## Work request
What lines of the listing include the string "will"? Show them all.
** Data extracts follows **
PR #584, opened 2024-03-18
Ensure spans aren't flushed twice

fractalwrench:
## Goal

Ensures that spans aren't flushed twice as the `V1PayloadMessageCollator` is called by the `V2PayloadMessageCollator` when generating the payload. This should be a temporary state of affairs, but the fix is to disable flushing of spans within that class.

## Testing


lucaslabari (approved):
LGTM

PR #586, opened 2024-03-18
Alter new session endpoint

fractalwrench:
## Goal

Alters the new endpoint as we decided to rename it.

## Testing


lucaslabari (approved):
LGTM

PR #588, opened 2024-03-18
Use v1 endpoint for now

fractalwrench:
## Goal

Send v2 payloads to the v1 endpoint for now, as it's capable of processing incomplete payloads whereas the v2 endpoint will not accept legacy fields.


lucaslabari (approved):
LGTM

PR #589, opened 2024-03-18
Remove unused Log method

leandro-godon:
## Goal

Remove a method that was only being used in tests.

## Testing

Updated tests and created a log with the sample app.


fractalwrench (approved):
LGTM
** End of Data extracts **
** Data extracts follows **
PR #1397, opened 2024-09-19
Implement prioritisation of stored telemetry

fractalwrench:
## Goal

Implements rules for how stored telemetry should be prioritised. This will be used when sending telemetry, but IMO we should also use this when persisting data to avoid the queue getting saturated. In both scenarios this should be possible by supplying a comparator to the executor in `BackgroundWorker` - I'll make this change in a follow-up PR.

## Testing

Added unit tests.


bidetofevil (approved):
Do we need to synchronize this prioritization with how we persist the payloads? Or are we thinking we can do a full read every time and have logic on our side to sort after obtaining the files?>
** End of Data extracts **
## Result for this exercise
Send v2 payloads to the v1 endpoint for now, as it's capable of processing incomplete payloads whereas the v2 endpoint will not accept legacy fields.
Implements rules for how stored telemetry should be prioritised. This will be used when sending telemetry, but IMO we should also use this when persisting data to avoid the queue getting saturated. In both scenarios this should be possible by supplying a comparator to the executor in `BackgroundWorker` - I'll make this change in a follow-up PR.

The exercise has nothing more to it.